Thanks to the support of Archduke Johann, from this third volume onwards he wrote in particular descriptions of the surroundings of Vienna and the Austrian Alpine landscapes, Dalmatia and Montenegro with a mixture of topographical information and his own inventions. However, his good friend Adolf Bäuerle, in whose Wiener Theaterzeitung he wrote some theatre reviews, noted that Weidmann never got out of the Österreichischen Erblanden, so that many of his travelogues would have originated only from fantasy, namely the announced descriptions of Egypt and Syria. Bäuerle brought this to the point:

 He's travelled the world in the seven-league boots of lies. When he talks about his travels and goes beyond Austria and Styria, no Sylbe can be believed.
He was more successful as a Viennese chronicler, reporter, obituarist, and theatre and art critic who worked for decades. As a journalistic "girl Friday", his contemporary nickname, he published the Oesterreichischer Zuschauer in 1854 after the death of Josef Sigmund Ebersberg, even if only for a short time. Mainly he wrote reviews for the aforementioned Wiener Theaterzeitung, Johann Schickh's Wiener Zeitschrift für Kunst, Literatur, Theater und Mode and other magazines. As a reviewer he was prolific. He wrote about theatre and opera performances, painting, sculpture, fashion, and industrial architecture. Nevertheless, there was no financial success for the rest of his life, so he had to live off his small pension as an actor. At an advanced age he claimed to have been born six to seven years earlier and therefore older. His funeral expenses were paid by an unknown high-ranking personality at his written request.

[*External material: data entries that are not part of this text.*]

PR #375, opened 2026-03-17
Add lockable resource to prevent update-traffic timeout

nathanjd:
## Summary:
We have been running into a particularly frusting issue a few times a
day for the last month: the update-traffic command will hang until its
60 minute timeout despite the traffic migration being complete 5-10
minutes in. We've received a preliminary RCA from Google's engineering
teams:

1. When the update-traffic command is kicked off for a given service, it
   creates an intent that expects the traffic allocation across all
   revisions (with traffic tags or higher than 0% traffic allocation) to
   achieve a specific target state.
2. A DeleteRevision is kicked off for the same service that deletes one
   of the revisions specified in the target traffic allocation state.
3. As a result, the service-level intent for the update-traffic command
   can never be fulfilled. The command then polls until timeout.
   
https://khanacademy.slack.com/archives/C027VGTEVAA/p1773670531790489?thread_ts=1772132199.620719&cid=C027VGTEVAA

Prevent this from happening by having both set-default and
delete-versions share a lockable resource, `update-traffic-lock`. Set
priority higher for set-default as we want to minimize the slowdown the
lock may introduce to our deploys.

The lockable resource has been created in jenkins at:

https://jenkins.khanacademy.org/manage/configure

Screenshot 2026-03-16 at 5 05 14 PM

Issue: https://khanacademy.atlassian.net/browse/INFRA-10970

Test plan:

1. Monitor the deployment queue.
2. Every day the issue does not happen, report it to this slack thread:
   https://khanacademy.slack.com/archives/C027VGTEVAA/p1772132199620719
3. If the issue does happen again, report to the same thread for
   advisement.
4. Once no occurances of the issue have been reported for a week, close
   the thread with Google.

### DIFF
--- a/jobs/deploy-webapp.groovy
+++ b/jobs/deploy-webapp.groovy
@@ -954,7 +954,21 @@ onMaster('4h') {
          try {
             stage("Promoting and monitoring") {
                withVirtualenv.python3() {
-                  setDefaultAndMonitor();
+                  // Wait for a concurrent delete-version delete stage to finish
+                  // before performing any traffic migrations. Use high priority
+                  // to jump in front of any lock-queued but not-yet-in-progress
+                  // delete stages.
+                  //
+                  // We do this because the update-traffic command creates a
+                  // LongRunningOperation that expects a specific target traffic
+                  // allocation across all revisions with traffic tags and/or a
+                  // traffic % higher than 0%. If a revision is deleted while
+                  // the traffic migration is in-progress, the target state will
+                  // never be achieved so the operation will wait until its full
+                  // 60 minute timeout.
+                  lock(resource: 'update-traffic-lock', priority: 20) {
+                     setDefaultAndMonitor();
+                  }
                }
             }
             // Unlike above, we do not need to verify second smoke tests
--- a/jobs/delete-version.groovy
+++ b/jobs/delete-version.groovy
@@ -87,9 +87,31 @@ onMaster('30m') {
       stage("Initializing webapp") {
          _setupWebapp();
       }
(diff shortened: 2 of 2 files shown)


MiguelCastillo (approved):
This seems very reasonable.  let's give it a try.

jobs/deploy-webapp.groovy
```diff
@@ -954,7 +954,21 @@ onMaster('4h') {
...
+                  // delete stages.
+                  //
+                  // We do this because the update-traffic command creates a
+                  // LongRunningOperation that expects a specific target traffic
+                  // allocation across all revisions with traffic tags and/or a
+                  // traffic % higher than 0%. If a revision is deleted while
+                  // the traffic migration is in-progress, the target state will
+                  // never be achieved so the operation will wait until its full
+                  // 60 minute timeout.
+                  lock(resource: 'update-traffic-lock', priority: 20) {
```
MiguelCastillo, line 969: Im not sure it makes a difference.  But in the delete job, the lock wraps the `stage`.  In this deploy-webapp, it does not.

nathanjd: Good point! I'll make it consistent. I think I'd rather have it report that it's within a given stage while waiting for the lock.

nathanjd: Updated.

csilvers (approved):
Great thinking to set the priority.

Once this is done, please update Khan/aws-config:jenkins/README.plugins.md (it will need to be in a separate PR, obviously), to list the plugin.

PR #376, opened 2026-04-01
Properly handle branches with slashes.

csilvers:
## Summary:
I can't believe this hasn't gotten us until trouble before!  I guess
because a) we don't use submodules anymore, and b) most of our jobs
don't try to push to a branch except for `master`, which doesn't have
a slash in it.  But some jobs do, and we ran into trouble there.

Issue: https://khanacademy.slack.com/archives/C01120CNCS0/p1775057192305139

## Test plan:
I ran:
```
git rev-parse --symbolic-full-name HEAD | sed -e 's,^refs/heads/,,' -e 's,^refs/remotes/,,' -e 's,^refs/tags/,,'
```
locally and it emitted `csilvers`, same as before this change.

### DIFF
--- a/safe_git.sh
+++ b/safe_git.sh
@@ -318,7 +318,7 @@ pull() {
 push() {
     (
     cd "$1"
-    branch=`git rev-parse --symbolic-full-name HEAD | sed 's,^.*/,,'`
+    branch=`git rev-parse --symbolic-full-name HEAD | sed -e 's,^refs/heads/,,' -e 's,^refs/remotes/,,' -e 's,^refs/tags/,,'`
     # In case there have been any changes since the script began, we
     # do 'pull; push'.  On failure, we undo all our work.
     _fetch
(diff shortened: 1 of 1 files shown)


safe_git.sh
```diff
@@ -318,7 +318,7 @@ pull() {
 push() {
     (
     cd "$1"
-    branch=`git rev-parse --symbolic-full-name HEAD | sed 's,^.*/,,'`
+    branch=`git rev-parse --symbolic-full-name HEAD | sed -e 's,^refs/heads/,,' -e 's,^refs/remotes/,,' -e 's,^refs/tags/,,'`
```
kevinb-khan, line 321: `git branch --show-current` might be a better approach since it avoids needing to strip `refs/{remotes,heads,tags,...}/`.

kevinb-khan (approved):
LGTM.  Thanks for updating this to handle branch names with `/` in them.

safe_git.sh
csilvers: You're probably right!  Most of our code needs to work on any commit-ish, but if you're pushing it probably needs to be a branch.  It's a bit scarier change though.  I'll leave a TODO.

csilvers: Though I don't know what that does in subrepos.  Maybe I'll just keep it as-is.

MiguelCastillo:
This fix works for me.  Thank you!

On the upshot, I will be very glad to work towards getting rid of scripts as we start moving towards merge queues.  So Im inclined to keep changes to as minimal as possible here.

Weidmann was a member of the famous Viennese artist society "Die Ritter von der grünen Insel" (The Knights of the Green Island), to which the composer Franz von Suppé, the painter Eduard Swoboda and the Burgtheater actor Konrad Adolf Hallenstein belonged, under the direction of the playwright Otto Prechtler, along with many other artists.

== Plays ==
- Sieg, Freiheit und Friede. Eine allegorische Scene (1815), party on the occasion of the German Campaign of 1813.
- Clementine von Aubigny (1817), dramatic poem, debut performance by Sophie Schröder
- Die Scharfenecker, also Der Verbannte (1821), play (performed in October 1823 at Munich Isartortheater)
- Die Geächteten (1823), drama (performed in Prague in 1824)
- Das Pilgerhaus auf dem Bernhardsberge (1826), drama premiered in Theater an der Wien.
- Das Dauernde im Wechsel (1828), drama premiered in Theater in der Josefstadt.
- Der Ring des Glückes (1833), Zauberspiel with singing and dancing, performed in Theater in der Josefstadt.
- Till Eulenspiegel, play in 5 acts after Karl August Lebrun, published in 1837 in Mainz.
- Maximilian Korn. Sein Leben und künstlerisches Wirken (1857), Biography of this Burgtheater actor.
- Moritz, Prince of Dietrichstein. Sein Leben und Wirken aus seinen hinterlassenen Papieren dargestellt (1867), biography of the officer and court official - this was Weidmann's last literary work.